Abnormal function of glutamate receptors has been linked with certain neurological diseases, such as Alzheimer’s disease and Huntington’s chorea. Injections of glutamate in laboratory animals have resulted in damage to nerve cells in the brain.”
Dr. Blaylock emphasizes that numerous glutamate receptors are present within the heart’s electrical conduction system and the heart muscle itself. This actually provides an explanation for the sudden deaths present among young athletes and should be a great warning to anyone who consumes MSG.
Further on, Dr Baylock maintains:
“When magnesium stores are low, as we see in athletes, the glutamate receptors are so sensitive that even low levels of these excitotoxins can result in cardiac arrhythmias and death.”
FDA lists the following side effects of MSG use, although they still declare MSG as safe.
- Rapid heartbeat
- Chest pain or troubles breathing
- Facial pressure or tightness
- Burning sensation
Food producers are well aware of the fact that people are starting to avoid the use of MSG, but these producers are far from stupid, they have not removed MSG from their products, in fact some of them have already tried to hide it by using names that you will not detect or link with MSG.

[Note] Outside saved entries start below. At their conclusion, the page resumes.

PR #180, opened 2017-05-15
Move export format buttons to the editor

sindresorhus:
This is the first step towards plugins. Would like to merge this as soon as possible.

- Move export format buttons to the editor.
- Removes discard/save buttons.
- Makes it possible to export to multiple formats.
- The user now gets the save dialog right away instead of after the conversion is complete. That is a better UX, as the user can then go do something else while it converts.
- Lots of refactoring.

screen shot 2017-05-15 at 17 39 50

A few minor TODO left:

- [x] Clean up the original MP4 file on editor window close
- [x] When the user clicks the red traffic light in the editor, show the prompt for confirmation to discard.
- [x] Disable the export buttons during export
- [x] With these changes it would make more sense if the export option buttons weren't grouped.

---

**Please help me test this.**


CodeTheory:
For anyone wanted to test, download the artifact here: https://kap-artifacts.now.sh/move-export-format-buttons

CodeTheory:
Actually @sindresorhus I've just noticed that you can't close the editor window. It just hides. As soon as you click the kap icon in the menu-bar, it re-opens the editor.

sindresorhus:
All done.

skllcrn:
5x approved, for good luck.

Nevertheless, the FDA requires that all food manufacturers list the ingredient “monosodium glutamate” on food labels; however the manufacturers are not obliged to label ingredients that contain free glutamic acid, although it is a key component of MSG. You need to know that there are over 40 labeled ingredients that contain glutamic acid, but it would never occur to you from their names alone.
Hidden MSG Names:
- Autolyzed Yeast
- Anything hydrolyzed
- Any hydrolyzed protein
- Anything protein
- Anything enzyme modified
- Anything containing enzymes
- Any flavors or flavoring
- Anything ultra-pasteurized
- Anything protein fortified
- Bouillon and broth
- Barley malt
- Calcium Glutamate (E 623)
- Calcium Caseinate
- Carrageenan (E 407)
- Citric acid, Citrate (E 330)
- Glutamate (E 620)
- Monosodium Glutamate (E 621)
- Monopotassium Glutamate (E 622)
- Monoammonium Glutamate (E 624)
- Magnesium Glutamate (E 625)
- Malt extract
- Natrium Glutamate
- Names of ingredients that often contain or produce processed free glutamic acid
- Pectin (E 440)
- Sodium Caseinate
- Soy Protein Isolate
- Soy sauce
- Soy sauce extract
- Seasonings Whey Protein Isolate
- Yeast Extract
- Yeast Food
- Yeast Nutrient
The best option would be to purchase your ingredients locally and prepare your wholesome meals at home. If you cannot buy locally because you live far away from the farmer’s market, you can plant products into your own garden, and enjoy them free of any harmful substances. Save the seed for the next year and reuse it again for growing fruits and vegetables.